**Directions for this task:** If a line in the listing includes the word "that", copy it out.

**Provided records:**
PR #139, opened 2016-06-22
[JENKINS-36046] Correct parent path for credentials. 

armfergom:
Supersedes #133 

- [x] The initial reason to create #133 was that I thought the `path` for  controls in `FileCredentials` and `StringCredentials` were incorrect, but that is not the case. The problem was that after #123 , when adding a new credential the parent `path` with which it was created was empty. This PR fixes this and there is now no need to change the `FileCredentilas` and `StringCredentials` controls. 

- [x] Also, I have noticed that `selectDropdownMenuAlt` method (also introduced in #123) is making tests to be flaky. It performs several redundant clicks in the credentials type select that should not be performed and cause unexpected behaviour.

@olivergondza I have closed #133 since it is no longer relevant.

@reviewbybees esp @amuniz @recena @kwhetstone


abayer:
Looks good to me. :bee:

andresrc:
:bee:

**Written answer:**
- [x] The initial reason to create #133 was that I thought the `path` for  controls in `FileCredentials` and `StringCredentials` were incorrect, but that is not the case. The problem was that after #123 , when adding a new credential the parent `path` with which it was created was empty. This PR fixes this and there is now no need to change the `FileCredentilas` and `StringCredentials` controls. 
- [x] Also, I have noticed that `selectDropdownMenuAlt` method (also introduced in #123) is making tests to be flaky. It performs several redundant clicks in the credentials type select that should not be performed and cause unexpected behaviour.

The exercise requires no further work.